Despite recovery attempts, BTC faced repeated resistance around the $73,000–$74,000 corridor on four occasions during this period. Market analysts described this range as a formidable upper bound that has yet to be convincingly surpassed. Some industry observers expect either a breakout above this level or additional downward pressure, depending on whether conflict-driven demand persists.

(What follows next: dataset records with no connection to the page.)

PR #1943, opened 2026-08-31
Spark: clear all state on reset

navidR:
CSparkState::Reset() currently leaves the linking-tag transaction index and extended mint metadata populated. Clear both containers so reset restores constructor-equivalent empty state and cannot expose stale entries after a rebuild or between tests.

### DIFF
--- a/src/spark/state.cpp
+++ b/src/spark/state.cpp
@@ -1587,6 +1587,8 @@ void CSparkState::Reset() {
     }
     usedLTags.clear();
     mobileUsedLTags.clear();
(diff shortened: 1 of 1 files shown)


levonpetrosyan93 (approved):

reubenyap (commented):
Reviewed the current head and traced CSparkState::Reset against the state members, rebuild path, and mobile spend RPC. Clearing the linking-tag index and extended mint metadata completes the reset without changing the live update behavior. The full CI matrix is also green. I found no actionable issues.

Whale Accumulation and Blockchain Signals Point to New Targets
Data from Santiment, a blockchain analytics provider, outlined renewed activity among larger Bitcoin holders, often referred to as whales. Addresses with balances between 10 and 10,000 BTC increased their share to 68.17% of the total supply, up from 68.07% seven days earlier. Santiment described this as a “positive reversal” indicative of renewed accumulation by major players. The platform observes retail investor capitulation as a feature of cyclical price bottoms, and recent readings from the Crypto Fear & Greed Index remain deep in “Extreme Fear” territory with a score of 16.
The appearance of whale-driven accumulation coincided with a notable pattern among U.S.-listed spot Bitcoin ETF products, which registered five consecutive days of net inflows—totaling roughly $767 million. These developments suggest confidence in Bitcoin’s resilience, even as other asset classes such as gold and the S&P 500 encountered increased volatility and downward pressure over the same window.

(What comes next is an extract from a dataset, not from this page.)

PR #1946, opened 2026-09-04
Qt: avoid blocking on Spark activation height

navidR:
Use ClientModel's nonblocking cached-height accessor for Spark send controls, leaving transaction creation's locked chain-height checks unchanged. Initialize the cache and client-model wiring before use, exclude header-only heights, and add Qt regression coverage. This addresses the height-query stall observed during Debug replay of 1,024 Spark spends; separate startup and replay stalls remain.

Blockchain metric specialist Ali Martinez highlighted, via the UTXO Realized Price Distribution model, a low-resistance “zone” for BTC that persists until the $82,045 range. Martinez pointed to sparse investor cost concentrations in this upper segment, proposing the area may present less resistance than traditional technical analysis implies. He also identified key support for Bitcoin near $66,898, beneath current market levels.
While global stock markets and gold exhibited sharp swings—and oil surged in wartime trade—Bitcoin’s 7.55% gain over the past month set it apart from most risk assets. The quick price rebound from its $64,000 low, along with renewed interest among large holders and ETF buyers, underscores the shifting structural dynamics of the market.
These findings place Bitcoin at the epicenter of risk and flight-to-safety asset discussions, particularly as uncertainty continues to drive cross-market activity worldwide.